** What you have to do **
Print every record exactly, with nothing added or left out.

[[ Task inputs, beginning ]]

PR #8375, opened 2026-06-29
refactor: extract region hook function for extension

sunng87:

This is a small refactoring to extract a method for reuse

## PR Checklist

### DIFF
--- a/src/mito2/src/compaction/compactor.rs
+++ b/src/mito2/src/compaction/compactor.rs
@@ -267,16 +267,18 @@ impl CompactionRegion {
             return;
         };
 
-        // Local compaction fills `sst_infos` 1:1 with `files_to_add`. Remote
-        // compaction deserializes `MergeOutput` over gRPC, where `sst_infos`
-        // is `#[serde(skip)]`; substitute empty defaults — the hook still reads
-        // `record_count` from [`FileMeta::num_rows`].
-        let defaults: Vec<SstInfo>;
+        // Remote compaction deserializes `MergeOutput` over gRPC, where
+        // `sst_infos` is `#[serde(skip)]`. Rebuild each `SstInfo` from the
+        // matching `FileMeta` so the hook observes real ids/rows/sizes rather
+        // than zeros — see [`sst_info_from_file_meta`] for what stays default.
+        let synthesized: Vec<SstInfo>;
         let infos: &[SstInfo] = if merge_output.sst_infos.is_empty() {
-            defaults = (0..merge_output.files_to_add.len())
-                .map(|_| SstInfo::default())
+            synthesized = merge_output
+                .files_to_add
+                .iter()
+                .map(sst_info_from_file_meta)
                 .collect();
-            &defaults
+            &synthesized
         } else {
             // `sst_infos` and `files_to_add` are documented as 1:1. If they
             // ever diverge, `zip` below would silently truncate; warn so the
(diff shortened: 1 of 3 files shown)


src/mito2/src/compaction/compactor.rs
```diff
@@ -257,6 +257,42 @@ impl CompactionRegion {
...
+        // `record_count` from [`FileMeta::num_rows`].
+        let defaults: Vec<SstInfo>;
+        let infos: &[SstInfo] = if merge_output.sst_infos.is_empty() {
+            defaults = (0..merge_output.files_to_add.len())
+                .map(|_| SstInfo::default())
+                .collect();
+            &defaults
+        } else {
+            &merge_output.sst_infos
+        };
```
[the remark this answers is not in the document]
shuiyisong: There is a separate correctness issue here: for the remote/deserialized path this builds `SstFileInfo` with real `FileMeta` but `SstInfo::default()`. `SstFileInfo` exposes `sst_info_ref` as part of the hook contract, so hook consumers can observe fake file ids, zero row counts, zero file sizes, and empty index metadata for real SSTs. Deriving the available fields from `FileMeta` would be safer than passing default `SstInfo` values.

src/mito2/src/compaction/compactor.rs
```diff
@@ -257,6 +257,90 @@ impl CompactionRegion {
...
+/// fields that [`FileMeta`] also carries.
+///
+/// Remote compaction runs off-process and ships `MergeOutput` over the wire;
+/// [`MergeOutput::sst_infos`] is `#[serde(skip)]` because the parquet footer
+/// (`ParquetMetaData`) is not serde-serializable. To avoid feeding the hook
+/// default (zero) values for real SSTs, this rebuilds the seven fields `FileMeta`
+/// and `SstInfo` share: `file_id`, `time_range`, `file_size`,
+/// `max_row_group_uncompressed_size`, `num_rows`, `num_row_groups`, `num_series`.
+///
+/// Two fields stay default and **cannot be recovered on the datanode**:
```
shuiyisong, line 321: This branch now fires `on_sst_files_written` for remote compaction with a reconstructed `SstInfo` where `file_metadata` and `index_metadata` stay default. The public hook docs still promise the richest available metadata, including Parquet/index metadata, and say remote compaction hooks run on the compactor node. Hook implementors that rely on those fields can now silently build incomplete artifacts. Please update the hook contract/docs to call out the degraded remote metadata, or avoid firing this hook unless rich metadata is available.

src/mito2/src/compaction/compactor.rs
```diff
@@ -257,6 +257,90 @@ impl CompactionRegion {
...
+                    self.region_id
+                );
+            }
+            &merge_output.sst_infos
+        };
+
+        let files: Vec<SstFileInfo<'_>> = merge_output
+            .files_to_add
+            .iter()
+            .zip(infos)
```
shuiyisong, line 300: This still truncates hook input when `sst_infos` is non-empty but its length differs from `files_to_add`: `zip` drops the extra side, so `on_sst_files_written` can see only a prefix while the later manifest update publishes all files. Since this branch already has the `FileMeta` -> `SstInfo` fallback, on any length mismatch please synthesize all infos from `files_to_add` instead of zipping partial data.

shuiyisong (commented):
Review comments from branch pass.

src/mito2/src/compaction/compactor.rs
sunng87: this should already be guarded from previous step:

1. if sst_info is empty, we will generate infos from files_to_add
2. if sst_info is not empty, we have a check and warning for that case.

src/mito2/src/compaction/compactor.rs
sunng87: comment updated

shuiyisong (approved):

[[ Task inputs, end ]]

** Task answer **
PR #8375, opened 2026-06-29
refactor: extract region hook function for extension

sunng87:

This is a small refactoring to extract a method for reuse

## PR Checklist

### DIFF
--- a/src/mito2/src/compaction/compactor.rs
+++ b/src/mito2/src/compaction/compactor.rs
@@ -267,16 +267,18 @@ impl CompactionRegion {
             return;
         };
 
-        // Local compaction fills `sst_infos` 1:1 with `files_to_add`. Remote
-        // compaction deserializes `MergeOutput` over gRPC, where `sst_infos`
-        // is `#[serde(skip)]`; substitute empty defaults — the hook still reads
-        // `record_count` from [`FileMeta::num_rows`].
-        let defaults: Vec<SstInfo>;
+        // Remote compaction deserializes `MergeOutput` over gRPC, where
+        // `sst_infos` is `#[serde(skip)]`. Rebuild each `SstInfo` from the
+        // matching `FileMeta` so the hook observes real ids/rows/sizes rather
+        // than zeros — see [`sst_info_from_file_meta`] for what stays default.
+        let synthesized: Vec<SstInfo>;
         let infos: &[SstInfo] = if merge_output.sst_infos.is_empty() {
-            defaults = (0..merge_output.files_to_add.len())
-                .map(|_| SstInfo::default())
+            synthesized = merge_output
+                .files_to_add
+                .iter()
+                .map(sst_info_from_file_meta)
                 .collect();
-            &defaults
+            &synthesized
         } else {
             // `sst_infos` and `files_to_add` are documented as 1:1. If they
             // ever diverge, `zip` below would silently truncate; warn so the
(diff shortened: 1 of 3 files shown)


src/mito2/src/compaction/compactor.rs
```diff
@@ -257,6 +257,42 @@ impl CompactionRegion {
...
+        // `record_count` from [`FileMeta::num_rows`].
+        let defaults: Vec<SstInfo>;
+        let infos: &[SstInfo] = if merge_output.sst_infos.is_empty() {
+            defaults = (0..merge_output.files_to_add.len())
+                .map(|_| SstInfo::default())
+                .collect();
+            &defaults
+        } else {
+            &merge_output.sst_infos
+        };
```
[the remark this answers is not in the document]
shuiyisong: There is a separate correctness issue here: for the remote/deserialized path this builds `SstFileInfo` with real `FileMeta` but `SstInfo::default()`. `SstFileInfo` exposes `sst_info_ref` as part of the hook contract, so hook consumers can observe fake file ids, zero row counts, zero file sizes, and empty index metadata for real SSTs. Deriving the available fields from `FileMeta` would be safer than passing default `SstInfo` values.

src/mito2/src/compaction/compactor.rs
```diff
@@ -257,6 +257,90 @@ impl CompactionRegion {
...
+/// fields that [`FileMeta`] also carries.
+///
+/// Remote compaction runs off-process and ships `MergeOutput` over the wire;
+/// [`MergeOutput::sst_infos`] is `#[serde(skip)]` because the parquet footer
+/// (`ParquetMetaData`) is not serde-serializable. To avoid feeding the hook
+/// default (zero) values for real SSTs, this rebuilds the seven fields `FileMeta`
+/// and `SstInfo` share: `file_id`, `time_range`, `file_size`,
+/// `max_row_group_uncompressed_size`, `num_rows`, `num_row_groups`, `num_series`.
+///
+/// Two fields stay default and **cannot be recovered on the datanode**:
```
shuiyisong, line 321: This branch now fires `on_sst_files_written` for remote compaction with a reconstructed `SstInfo` where `file_metadata` and `index_metadata` stay default. The public hook docs still promise the richest available metadata, including Parquet/index metadata, and say remote compaction hooks run on the compactor node. Hook implementors that rely on those fields can now silently build incomplete artifacts. Please update the hook contract/docs to call out the degraded remote metadata, or avoid firing this hook unless rich metadata is available.

src/mito2/src/compaction/compactor.rs
```diff
@@ -257,6 +257,90 @@ impl CompactionRegion {
...
+                    self.region_id
+                );
+            }
+            &merge_output.sst_infos
+        };
+
+        let files: Vec<SstFileInfo<'_>> = merge_output
+            .files_to_add
+            .iter()
+            .zip(infos)
```
shuiyisong, line 300: This still truncates hook input when `sst_infos` is non-empty but its length differs from `files_to_add`: `zip` drops the extra side, so `on_sst_files_written` can see only a prefix while the later manifest update publishes all files. Since this branch already has the `FileMeta` -> `SstInfo` fallback, on any length mismatch please synthesize all infos from `files_to_add` instead of zipping partial data.

shuiyisong (commented):
Review comments from branch pass.

src/mito2/src/compaction/compactor.rs
sunng87: this should already be guarded from previous step:

1. if sst_info is empty, we will generate infos from files_to_add
2. if sst_info is not empty, we have a check and warning for that case.

src/mito2/src/compaction/compactor.rs
sunng87: comment updated

shuiyisong (approved):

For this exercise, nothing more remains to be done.